(Collected data entries)
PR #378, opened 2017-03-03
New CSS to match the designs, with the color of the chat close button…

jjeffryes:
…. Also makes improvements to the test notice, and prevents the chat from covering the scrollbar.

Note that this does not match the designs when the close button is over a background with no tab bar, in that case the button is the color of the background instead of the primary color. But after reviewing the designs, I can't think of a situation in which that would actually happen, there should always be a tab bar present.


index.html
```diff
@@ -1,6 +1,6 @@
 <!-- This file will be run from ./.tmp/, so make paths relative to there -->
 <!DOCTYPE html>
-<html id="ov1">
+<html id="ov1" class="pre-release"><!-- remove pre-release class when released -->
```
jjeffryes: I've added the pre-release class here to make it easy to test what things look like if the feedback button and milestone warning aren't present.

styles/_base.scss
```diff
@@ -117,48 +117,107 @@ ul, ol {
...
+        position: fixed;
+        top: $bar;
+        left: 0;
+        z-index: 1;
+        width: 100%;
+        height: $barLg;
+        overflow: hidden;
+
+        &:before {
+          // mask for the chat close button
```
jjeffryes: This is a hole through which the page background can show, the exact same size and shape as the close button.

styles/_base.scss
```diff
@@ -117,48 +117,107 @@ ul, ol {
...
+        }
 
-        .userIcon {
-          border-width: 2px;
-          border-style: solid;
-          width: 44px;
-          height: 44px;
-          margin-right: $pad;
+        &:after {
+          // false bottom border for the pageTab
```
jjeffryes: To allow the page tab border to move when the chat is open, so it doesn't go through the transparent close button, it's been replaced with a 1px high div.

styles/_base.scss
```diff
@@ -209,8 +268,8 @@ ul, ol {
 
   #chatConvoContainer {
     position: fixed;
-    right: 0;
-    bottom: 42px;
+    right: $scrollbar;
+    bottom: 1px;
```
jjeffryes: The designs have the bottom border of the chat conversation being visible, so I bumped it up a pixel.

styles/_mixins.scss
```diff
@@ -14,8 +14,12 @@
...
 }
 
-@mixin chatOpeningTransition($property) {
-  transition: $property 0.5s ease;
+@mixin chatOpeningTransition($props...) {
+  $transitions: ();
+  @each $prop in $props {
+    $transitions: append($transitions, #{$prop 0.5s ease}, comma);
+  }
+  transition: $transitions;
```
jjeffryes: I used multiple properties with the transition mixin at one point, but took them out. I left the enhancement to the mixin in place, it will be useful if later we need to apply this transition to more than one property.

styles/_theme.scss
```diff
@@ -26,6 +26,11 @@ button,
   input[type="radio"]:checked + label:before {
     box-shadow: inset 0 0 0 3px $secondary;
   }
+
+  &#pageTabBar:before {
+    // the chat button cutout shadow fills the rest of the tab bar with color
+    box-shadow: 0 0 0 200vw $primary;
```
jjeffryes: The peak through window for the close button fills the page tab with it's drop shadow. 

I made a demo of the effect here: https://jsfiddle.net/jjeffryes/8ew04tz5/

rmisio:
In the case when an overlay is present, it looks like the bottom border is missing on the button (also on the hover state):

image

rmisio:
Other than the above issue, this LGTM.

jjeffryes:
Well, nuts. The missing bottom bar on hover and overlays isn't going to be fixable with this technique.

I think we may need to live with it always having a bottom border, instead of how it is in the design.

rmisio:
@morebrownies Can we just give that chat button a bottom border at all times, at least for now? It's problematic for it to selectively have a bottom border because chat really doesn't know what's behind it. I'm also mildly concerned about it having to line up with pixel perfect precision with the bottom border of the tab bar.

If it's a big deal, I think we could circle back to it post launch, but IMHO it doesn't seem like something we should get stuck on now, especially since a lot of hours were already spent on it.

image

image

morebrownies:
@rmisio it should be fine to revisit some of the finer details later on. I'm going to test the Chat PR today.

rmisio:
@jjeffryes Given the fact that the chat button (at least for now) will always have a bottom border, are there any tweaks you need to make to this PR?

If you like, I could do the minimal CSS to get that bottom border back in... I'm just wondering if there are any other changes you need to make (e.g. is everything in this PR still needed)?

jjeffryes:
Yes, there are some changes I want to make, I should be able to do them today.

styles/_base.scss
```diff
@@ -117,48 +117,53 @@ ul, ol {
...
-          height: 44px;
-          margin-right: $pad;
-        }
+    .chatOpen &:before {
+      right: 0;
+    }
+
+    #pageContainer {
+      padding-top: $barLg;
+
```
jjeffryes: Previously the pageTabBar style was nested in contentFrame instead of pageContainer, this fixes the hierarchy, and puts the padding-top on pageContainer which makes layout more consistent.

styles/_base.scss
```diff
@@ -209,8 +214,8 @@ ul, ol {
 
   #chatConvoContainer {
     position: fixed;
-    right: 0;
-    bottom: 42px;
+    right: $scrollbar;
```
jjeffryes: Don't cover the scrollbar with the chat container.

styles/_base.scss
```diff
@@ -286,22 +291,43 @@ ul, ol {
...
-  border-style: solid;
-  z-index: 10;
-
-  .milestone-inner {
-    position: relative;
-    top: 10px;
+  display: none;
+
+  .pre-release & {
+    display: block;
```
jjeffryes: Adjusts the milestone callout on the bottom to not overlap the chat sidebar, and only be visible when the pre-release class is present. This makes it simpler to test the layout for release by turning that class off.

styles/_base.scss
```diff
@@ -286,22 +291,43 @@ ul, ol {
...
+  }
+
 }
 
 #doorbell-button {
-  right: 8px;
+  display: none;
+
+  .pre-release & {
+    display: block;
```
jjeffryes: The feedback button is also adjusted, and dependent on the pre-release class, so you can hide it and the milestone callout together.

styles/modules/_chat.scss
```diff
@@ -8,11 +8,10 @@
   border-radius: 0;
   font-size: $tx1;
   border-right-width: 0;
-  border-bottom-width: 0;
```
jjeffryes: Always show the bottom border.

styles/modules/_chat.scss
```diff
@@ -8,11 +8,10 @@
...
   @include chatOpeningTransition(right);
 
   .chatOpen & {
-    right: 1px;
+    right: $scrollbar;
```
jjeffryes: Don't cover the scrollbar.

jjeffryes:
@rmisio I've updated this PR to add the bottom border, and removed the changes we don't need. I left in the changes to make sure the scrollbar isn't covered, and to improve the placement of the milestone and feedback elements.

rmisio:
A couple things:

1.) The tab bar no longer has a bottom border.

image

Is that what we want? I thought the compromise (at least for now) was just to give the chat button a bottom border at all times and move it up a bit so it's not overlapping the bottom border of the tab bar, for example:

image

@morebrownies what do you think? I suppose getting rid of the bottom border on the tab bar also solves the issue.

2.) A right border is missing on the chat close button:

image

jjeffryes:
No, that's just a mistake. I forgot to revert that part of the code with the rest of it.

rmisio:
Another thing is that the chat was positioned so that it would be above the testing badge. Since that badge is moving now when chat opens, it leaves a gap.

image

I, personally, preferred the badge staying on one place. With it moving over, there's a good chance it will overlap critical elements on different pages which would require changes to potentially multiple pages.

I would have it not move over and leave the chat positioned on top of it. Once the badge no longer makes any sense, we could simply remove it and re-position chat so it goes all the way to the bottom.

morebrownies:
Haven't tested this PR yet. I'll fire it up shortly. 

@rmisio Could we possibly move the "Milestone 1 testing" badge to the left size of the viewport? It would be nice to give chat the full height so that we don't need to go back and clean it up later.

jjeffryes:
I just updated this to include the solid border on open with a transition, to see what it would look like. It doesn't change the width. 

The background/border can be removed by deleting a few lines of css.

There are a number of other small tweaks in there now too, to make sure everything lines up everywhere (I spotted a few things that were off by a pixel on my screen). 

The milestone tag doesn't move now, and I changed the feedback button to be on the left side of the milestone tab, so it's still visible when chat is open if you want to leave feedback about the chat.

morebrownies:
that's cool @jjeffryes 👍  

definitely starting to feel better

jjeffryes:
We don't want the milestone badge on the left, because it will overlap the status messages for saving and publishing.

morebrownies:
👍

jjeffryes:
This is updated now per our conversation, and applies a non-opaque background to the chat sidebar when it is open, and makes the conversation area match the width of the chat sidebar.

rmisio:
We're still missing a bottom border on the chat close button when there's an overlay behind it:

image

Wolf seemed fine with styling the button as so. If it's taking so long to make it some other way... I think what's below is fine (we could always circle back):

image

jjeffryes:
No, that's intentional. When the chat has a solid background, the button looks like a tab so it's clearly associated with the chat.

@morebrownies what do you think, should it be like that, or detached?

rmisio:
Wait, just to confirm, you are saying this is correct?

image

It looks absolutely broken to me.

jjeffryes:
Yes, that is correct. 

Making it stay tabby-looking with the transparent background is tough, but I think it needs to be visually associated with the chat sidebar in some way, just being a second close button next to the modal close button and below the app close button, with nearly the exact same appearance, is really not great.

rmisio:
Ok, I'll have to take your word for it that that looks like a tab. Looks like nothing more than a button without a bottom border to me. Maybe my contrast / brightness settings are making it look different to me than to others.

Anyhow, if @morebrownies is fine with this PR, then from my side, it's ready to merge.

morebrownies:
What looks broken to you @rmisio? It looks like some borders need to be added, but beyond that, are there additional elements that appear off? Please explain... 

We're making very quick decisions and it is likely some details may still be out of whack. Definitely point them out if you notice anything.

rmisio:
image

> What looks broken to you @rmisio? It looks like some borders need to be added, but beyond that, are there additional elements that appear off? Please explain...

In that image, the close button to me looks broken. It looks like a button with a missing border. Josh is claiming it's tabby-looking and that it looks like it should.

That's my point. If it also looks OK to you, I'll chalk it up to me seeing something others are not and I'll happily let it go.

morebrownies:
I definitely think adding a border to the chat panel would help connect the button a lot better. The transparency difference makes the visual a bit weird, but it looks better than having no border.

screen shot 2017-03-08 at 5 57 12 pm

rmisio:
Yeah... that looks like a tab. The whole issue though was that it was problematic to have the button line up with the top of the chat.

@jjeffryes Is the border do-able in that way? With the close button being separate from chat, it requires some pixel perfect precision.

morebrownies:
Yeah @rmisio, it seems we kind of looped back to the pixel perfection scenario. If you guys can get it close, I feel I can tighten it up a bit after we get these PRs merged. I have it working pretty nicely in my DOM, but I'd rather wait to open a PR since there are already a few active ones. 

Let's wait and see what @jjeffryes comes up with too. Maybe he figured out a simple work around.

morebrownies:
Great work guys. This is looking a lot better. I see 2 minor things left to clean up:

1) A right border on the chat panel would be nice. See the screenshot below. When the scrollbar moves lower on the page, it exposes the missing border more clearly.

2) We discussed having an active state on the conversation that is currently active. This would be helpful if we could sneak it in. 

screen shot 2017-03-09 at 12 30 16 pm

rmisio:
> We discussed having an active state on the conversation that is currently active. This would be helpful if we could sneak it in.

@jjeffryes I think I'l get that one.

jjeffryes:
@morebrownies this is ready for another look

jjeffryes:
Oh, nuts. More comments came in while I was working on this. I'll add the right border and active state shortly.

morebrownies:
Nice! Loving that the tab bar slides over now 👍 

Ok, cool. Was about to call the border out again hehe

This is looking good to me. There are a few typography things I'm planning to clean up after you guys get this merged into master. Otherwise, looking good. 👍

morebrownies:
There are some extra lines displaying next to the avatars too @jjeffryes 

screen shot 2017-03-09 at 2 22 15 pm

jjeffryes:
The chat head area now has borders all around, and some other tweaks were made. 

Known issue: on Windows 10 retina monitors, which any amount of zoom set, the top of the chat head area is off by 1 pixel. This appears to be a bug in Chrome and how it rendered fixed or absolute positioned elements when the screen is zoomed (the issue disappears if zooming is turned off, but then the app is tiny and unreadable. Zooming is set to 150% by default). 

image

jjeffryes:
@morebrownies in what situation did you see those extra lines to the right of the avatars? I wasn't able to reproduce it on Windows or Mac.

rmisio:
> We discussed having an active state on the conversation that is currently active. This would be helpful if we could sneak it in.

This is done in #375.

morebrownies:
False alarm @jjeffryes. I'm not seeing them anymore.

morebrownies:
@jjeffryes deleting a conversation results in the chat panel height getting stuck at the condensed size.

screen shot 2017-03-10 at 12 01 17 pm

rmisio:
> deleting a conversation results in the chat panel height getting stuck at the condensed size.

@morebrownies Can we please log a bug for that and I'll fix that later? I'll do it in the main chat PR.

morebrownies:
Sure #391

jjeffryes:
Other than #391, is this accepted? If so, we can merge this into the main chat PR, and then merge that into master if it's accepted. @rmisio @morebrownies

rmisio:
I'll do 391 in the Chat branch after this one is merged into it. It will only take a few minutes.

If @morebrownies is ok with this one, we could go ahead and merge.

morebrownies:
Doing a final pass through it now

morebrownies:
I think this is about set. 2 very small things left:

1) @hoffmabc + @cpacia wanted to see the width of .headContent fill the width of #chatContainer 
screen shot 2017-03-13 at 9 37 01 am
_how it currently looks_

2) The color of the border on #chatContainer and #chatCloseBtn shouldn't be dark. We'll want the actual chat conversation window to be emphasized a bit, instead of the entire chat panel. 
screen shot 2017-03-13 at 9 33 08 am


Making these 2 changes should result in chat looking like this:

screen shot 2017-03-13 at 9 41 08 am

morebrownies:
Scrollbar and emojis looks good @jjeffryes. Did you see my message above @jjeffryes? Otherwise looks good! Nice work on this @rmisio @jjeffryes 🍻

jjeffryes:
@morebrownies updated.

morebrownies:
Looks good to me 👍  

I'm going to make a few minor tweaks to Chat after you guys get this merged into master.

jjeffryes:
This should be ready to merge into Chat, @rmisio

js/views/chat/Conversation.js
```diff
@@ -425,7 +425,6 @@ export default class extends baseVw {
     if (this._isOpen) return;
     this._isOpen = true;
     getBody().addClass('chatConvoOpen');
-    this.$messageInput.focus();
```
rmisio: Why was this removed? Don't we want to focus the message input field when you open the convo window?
--
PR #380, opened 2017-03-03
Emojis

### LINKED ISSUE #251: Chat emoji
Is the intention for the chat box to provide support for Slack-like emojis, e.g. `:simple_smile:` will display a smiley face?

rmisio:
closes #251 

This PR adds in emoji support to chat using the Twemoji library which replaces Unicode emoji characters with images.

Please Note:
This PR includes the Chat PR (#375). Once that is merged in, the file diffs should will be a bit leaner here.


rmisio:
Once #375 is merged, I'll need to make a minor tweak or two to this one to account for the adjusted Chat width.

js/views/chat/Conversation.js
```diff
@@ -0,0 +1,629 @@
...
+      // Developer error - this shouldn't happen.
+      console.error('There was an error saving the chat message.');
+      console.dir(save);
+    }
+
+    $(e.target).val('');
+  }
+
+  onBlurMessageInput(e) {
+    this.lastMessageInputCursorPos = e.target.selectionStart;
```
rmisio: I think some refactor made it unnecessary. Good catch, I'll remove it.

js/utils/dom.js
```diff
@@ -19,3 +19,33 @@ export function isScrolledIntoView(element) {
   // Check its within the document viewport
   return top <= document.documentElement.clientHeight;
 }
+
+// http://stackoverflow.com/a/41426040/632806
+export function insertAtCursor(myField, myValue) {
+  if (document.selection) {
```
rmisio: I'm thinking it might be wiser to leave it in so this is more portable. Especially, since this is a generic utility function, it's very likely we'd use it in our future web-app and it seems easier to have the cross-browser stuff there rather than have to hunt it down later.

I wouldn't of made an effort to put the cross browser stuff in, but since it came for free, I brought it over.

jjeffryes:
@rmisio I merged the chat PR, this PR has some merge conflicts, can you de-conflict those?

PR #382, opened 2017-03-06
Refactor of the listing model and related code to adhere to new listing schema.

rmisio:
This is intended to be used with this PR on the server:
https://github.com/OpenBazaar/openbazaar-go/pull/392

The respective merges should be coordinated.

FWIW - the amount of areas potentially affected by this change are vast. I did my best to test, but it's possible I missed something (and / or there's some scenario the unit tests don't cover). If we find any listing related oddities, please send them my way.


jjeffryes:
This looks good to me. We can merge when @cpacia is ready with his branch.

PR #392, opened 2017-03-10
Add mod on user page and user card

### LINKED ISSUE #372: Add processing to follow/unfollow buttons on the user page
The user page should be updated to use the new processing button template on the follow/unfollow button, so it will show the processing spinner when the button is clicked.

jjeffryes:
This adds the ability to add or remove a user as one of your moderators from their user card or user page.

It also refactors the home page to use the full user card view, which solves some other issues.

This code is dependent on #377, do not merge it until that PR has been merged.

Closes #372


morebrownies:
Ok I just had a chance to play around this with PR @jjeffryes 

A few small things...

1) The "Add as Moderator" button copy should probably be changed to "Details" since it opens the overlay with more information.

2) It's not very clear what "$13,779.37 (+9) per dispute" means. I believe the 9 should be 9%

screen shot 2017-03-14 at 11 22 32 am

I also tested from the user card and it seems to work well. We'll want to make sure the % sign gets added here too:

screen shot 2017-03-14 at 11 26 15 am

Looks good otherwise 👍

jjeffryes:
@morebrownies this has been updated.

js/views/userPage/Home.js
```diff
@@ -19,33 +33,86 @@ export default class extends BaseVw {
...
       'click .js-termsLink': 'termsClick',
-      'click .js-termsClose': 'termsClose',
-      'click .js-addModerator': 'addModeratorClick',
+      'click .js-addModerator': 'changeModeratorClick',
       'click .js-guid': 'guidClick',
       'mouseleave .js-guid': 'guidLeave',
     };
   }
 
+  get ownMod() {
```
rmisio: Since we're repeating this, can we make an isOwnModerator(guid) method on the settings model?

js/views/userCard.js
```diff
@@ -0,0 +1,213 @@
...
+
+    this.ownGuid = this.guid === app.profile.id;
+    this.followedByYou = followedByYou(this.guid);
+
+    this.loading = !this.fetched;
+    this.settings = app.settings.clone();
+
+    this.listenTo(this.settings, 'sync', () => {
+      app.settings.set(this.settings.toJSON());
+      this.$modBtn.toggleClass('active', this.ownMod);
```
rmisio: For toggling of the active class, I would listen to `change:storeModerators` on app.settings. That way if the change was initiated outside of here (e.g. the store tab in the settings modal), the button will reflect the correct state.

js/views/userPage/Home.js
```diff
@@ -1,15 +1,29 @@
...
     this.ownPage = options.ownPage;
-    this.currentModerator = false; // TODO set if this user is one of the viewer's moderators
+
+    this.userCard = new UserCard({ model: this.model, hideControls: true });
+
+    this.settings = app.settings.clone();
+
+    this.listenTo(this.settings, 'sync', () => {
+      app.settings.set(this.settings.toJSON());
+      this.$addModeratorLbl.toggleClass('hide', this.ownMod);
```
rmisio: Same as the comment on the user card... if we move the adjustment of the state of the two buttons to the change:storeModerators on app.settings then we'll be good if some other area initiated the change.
* * *
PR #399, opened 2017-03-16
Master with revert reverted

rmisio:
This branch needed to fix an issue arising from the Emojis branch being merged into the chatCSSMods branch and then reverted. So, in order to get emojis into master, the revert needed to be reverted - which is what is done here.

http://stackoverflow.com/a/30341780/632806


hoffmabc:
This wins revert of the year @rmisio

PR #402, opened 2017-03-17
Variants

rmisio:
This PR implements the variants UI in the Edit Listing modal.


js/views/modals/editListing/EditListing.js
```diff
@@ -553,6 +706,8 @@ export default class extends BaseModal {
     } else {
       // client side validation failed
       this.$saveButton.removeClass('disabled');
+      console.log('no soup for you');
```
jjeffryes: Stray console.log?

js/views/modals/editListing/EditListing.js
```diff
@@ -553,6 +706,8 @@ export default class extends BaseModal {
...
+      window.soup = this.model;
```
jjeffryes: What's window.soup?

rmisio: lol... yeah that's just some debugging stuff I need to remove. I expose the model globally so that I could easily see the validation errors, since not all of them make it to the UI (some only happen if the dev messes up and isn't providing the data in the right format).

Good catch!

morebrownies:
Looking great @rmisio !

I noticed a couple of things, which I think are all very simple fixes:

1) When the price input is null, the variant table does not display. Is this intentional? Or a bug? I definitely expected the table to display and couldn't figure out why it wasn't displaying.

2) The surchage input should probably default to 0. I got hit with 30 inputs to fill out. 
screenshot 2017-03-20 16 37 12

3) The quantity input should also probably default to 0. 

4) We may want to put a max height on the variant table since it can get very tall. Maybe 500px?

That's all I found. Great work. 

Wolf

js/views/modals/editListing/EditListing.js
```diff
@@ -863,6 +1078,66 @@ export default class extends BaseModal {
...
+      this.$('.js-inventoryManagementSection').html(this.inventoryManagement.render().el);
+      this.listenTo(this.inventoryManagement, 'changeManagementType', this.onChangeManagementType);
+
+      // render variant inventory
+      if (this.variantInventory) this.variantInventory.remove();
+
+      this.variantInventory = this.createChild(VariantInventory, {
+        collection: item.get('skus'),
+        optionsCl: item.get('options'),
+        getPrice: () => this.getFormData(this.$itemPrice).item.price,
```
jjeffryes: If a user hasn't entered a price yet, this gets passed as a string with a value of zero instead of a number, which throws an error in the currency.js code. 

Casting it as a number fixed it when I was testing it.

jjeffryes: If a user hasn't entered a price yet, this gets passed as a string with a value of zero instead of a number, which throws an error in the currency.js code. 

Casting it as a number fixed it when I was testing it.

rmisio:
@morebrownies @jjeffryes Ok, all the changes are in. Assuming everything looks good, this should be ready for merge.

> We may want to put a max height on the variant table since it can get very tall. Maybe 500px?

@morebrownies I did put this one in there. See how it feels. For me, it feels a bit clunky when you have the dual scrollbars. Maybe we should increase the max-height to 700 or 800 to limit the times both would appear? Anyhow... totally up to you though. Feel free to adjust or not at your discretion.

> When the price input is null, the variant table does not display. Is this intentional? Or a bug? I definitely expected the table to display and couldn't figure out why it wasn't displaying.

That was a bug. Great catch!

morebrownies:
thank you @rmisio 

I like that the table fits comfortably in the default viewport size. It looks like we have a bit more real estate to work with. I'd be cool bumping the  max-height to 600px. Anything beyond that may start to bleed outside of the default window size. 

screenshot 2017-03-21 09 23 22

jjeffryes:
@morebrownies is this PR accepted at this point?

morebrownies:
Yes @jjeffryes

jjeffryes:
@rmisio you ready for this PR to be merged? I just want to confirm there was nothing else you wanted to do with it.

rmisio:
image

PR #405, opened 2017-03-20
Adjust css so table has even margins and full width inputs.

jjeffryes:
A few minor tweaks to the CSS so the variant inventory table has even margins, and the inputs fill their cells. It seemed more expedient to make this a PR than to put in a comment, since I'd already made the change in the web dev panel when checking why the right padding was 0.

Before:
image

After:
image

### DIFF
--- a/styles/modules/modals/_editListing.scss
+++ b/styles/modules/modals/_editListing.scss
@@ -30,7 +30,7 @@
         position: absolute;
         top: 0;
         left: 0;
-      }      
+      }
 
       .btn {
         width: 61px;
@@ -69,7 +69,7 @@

TASK PROMPT: Every line above in which the word "been" is present must be copied into the answer.

RESPONSE BELOW:
jjeffryes: To allow the page tab border to move when the chat is open, so it doesn't go through the transparent close button, it's been replaced with a 1px high div.
This code is dependent on #377, do not merge it until that PR has been merged.
@morebrownies this has been updated.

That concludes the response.